Work to be completed
Extract precisely the lines of the entries below, from the first line through the line containing "### LINKED ISSUE".

Records to use
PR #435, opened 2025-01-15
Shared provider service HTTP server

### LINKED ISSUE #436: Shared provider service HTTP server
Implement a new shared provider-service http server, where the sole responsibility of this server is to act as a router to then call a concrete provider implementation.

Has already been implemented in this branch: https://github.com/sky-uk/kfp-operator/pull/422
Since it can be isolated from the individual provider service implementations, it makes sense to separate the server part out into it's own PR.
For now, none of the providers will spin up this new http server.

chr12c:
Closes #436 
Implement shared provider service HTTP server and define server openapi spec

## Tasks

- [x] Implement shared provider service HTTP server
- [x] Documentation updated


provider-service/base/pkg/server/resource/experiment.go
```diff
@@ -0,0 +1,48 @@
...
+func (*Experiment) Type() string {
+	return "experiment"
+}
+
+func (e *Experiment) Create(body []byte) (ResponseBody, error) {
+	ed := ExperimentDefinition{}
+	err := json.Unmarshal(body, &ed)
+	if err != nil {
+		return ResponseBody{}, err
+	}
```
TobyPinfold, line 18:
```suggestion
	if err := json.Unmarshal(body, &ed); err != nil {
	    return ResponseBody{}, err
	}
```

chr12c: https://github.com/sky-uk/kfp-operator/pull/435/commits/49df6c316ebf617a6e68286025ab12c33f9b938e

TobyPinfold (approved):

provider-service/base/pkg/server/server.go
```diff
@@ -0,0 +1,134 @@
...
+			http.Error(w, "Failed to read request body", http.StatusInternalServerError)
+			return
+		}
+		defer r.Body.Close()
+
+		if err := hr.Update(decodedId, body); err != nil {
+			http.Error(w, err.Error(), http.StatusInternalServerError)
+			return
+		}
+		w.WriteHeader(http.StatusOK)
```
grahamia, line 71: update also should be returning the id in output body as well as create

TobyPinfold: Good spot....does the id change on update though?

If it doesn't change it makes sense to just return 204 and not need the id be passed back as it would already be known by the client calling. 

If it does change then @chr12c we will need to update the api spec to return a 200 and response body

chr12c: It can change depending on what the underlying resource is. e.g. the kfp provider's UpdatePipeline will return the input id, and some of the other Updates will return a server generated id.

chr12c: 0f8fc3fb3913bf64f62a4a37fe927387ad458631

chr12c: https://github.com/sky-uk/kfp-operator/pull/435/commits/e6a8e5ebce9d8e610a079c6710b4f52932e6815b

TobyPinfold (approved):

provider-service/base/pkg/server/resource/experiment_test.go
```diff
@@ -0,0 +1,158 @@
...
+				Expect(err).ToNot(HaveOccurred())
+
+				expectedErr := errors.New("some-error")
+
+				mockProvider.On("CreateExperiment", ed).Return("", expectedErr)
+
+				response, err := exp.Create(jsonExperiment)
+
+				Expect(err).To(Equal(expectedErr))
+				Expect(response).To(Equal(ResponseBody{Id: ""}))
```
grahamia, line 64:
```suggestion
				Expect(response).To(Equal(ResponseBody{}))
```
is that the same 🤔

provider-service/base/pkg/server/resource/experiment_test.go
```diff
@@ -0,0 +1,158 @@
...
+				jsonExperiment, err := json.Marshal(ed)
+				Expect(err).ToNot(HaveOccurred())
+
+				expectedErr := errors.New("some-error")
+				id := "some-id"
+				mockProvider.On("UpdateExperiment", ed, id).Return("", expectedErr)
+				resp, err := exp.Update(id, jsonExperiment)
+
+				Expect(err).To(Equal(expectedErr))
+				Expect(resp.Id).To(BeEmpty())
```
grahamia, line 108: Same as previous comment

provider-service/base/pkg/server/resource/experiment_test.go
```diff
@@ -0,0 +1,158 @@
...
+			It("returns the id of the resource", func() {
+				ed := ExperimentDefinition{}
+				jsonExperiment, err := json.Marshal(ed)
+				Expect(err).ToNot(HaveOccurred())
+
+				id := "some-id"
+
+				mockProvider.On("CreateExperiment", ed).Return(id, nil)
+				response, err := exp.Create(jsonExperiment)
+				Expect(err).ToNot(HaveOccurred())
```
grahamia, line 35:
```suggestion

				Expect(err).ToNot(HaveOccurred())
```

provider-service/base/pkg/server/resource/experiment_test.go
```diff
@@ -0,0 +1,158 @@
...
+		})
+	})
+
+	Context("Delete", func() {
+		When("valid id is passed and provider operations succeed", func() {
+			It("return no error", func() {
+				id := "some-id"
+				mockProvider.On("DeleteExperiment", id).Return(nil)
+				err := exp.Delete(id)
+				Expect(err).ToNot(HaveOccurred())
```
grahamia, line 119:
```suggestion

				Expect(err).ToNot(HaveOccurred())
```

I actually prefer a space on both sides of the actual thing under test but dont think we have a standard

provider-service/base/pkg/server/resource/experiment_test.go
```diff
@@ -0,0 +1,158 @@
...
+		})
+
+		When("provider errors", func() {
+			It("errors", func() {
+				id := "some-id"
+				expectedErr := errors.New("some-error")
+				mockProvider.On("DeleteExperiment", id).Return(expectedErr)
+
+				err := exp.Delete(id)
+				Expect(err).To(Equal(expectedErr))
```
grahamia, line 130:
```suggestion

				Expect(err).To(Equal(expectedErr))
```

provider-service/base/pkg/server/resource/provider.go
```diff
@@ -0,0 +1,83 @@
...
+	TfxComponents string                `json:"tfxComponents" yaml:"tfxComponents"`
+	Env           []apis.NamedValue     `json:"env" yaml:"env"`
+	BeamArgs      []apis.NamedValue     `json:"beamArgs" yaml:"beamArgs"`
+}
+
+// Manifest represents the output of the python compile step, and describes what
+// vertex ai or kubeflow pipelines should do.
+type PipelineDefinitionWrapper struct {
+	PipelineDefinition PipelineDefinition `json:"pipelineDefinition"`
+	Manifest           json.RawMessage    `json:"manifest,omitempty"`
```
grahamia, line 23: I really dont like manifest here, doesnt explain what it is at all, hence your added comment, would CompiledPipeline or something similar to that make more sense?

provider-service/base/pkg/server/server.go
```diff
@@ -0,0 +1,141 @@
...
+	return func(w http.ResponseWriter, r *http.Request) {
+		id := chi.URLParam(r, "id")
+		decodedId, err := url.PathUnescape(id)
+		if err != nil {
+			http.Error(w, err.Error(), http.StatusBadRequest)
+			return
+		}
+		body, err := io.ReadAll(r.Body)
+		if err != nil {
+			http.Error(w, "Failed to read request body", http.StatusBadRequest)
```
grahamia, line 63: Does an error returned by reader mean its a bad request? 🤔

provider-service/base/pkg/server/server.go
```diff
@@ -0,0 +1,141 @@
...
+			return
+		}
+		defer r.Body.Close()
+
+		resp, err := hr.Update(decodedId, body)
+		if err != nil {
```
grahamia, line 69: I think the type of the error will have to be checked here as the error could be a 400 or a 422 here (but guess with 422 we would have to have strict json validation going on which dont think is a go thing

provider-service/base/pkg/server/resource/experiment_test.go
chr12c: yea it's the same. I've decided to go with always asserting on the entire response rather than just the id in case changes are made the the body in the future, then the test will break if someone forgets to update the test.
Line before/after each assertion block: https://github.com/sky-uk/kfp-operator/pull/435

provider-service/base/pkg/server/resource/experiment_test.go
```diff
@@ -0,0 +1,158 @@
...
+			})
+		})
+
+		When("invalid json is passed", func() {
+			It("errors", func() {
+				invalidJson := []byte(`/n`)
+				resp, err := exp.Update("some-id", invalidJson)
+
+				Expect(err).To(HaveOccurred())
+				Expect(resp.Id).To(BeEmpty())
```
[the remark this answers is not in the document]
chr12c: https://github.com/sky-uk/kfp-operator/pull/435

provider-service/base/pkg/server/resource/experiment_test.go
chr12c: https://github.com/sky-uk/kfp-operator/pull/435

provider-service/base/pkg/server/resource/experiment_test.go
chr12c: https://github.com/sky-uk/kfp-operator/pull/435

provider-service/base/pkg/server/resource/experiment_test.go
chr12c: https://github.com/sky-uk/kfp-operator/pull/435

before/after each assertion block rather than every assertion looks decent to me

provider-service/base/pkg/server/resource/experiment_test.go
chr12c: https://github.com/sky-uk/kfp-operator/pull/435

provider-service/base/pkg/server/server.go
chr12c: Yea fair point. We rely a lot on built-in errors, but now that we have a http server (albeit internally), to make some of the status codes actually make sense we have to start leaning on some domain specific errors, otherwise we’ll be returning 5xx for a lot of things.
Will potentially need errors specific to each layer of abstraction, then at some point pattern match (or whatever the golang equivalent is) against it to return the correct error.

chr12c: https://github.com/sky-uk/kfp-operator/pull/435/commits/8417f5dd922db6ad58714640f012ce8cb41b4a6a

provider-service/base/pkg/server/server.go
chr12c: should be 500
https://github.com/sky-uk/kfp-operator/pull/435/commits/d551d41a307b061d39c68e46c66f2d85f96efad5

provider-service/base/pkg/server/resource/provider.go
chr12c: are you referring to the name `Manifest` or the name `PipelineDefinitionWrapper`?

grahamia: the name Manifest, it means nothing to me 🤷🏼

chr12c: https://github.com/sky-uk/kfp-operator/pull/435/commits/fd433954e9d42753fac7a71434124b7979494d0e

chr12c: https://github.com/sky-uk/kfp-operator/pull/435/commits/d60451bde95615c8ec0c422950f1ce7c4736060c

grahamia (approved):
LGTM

Completed task
PR #435, opened 2025-01-15
Shared provider service HTTP server

### LINKED ISSUE #436: Shared provider service HTTP server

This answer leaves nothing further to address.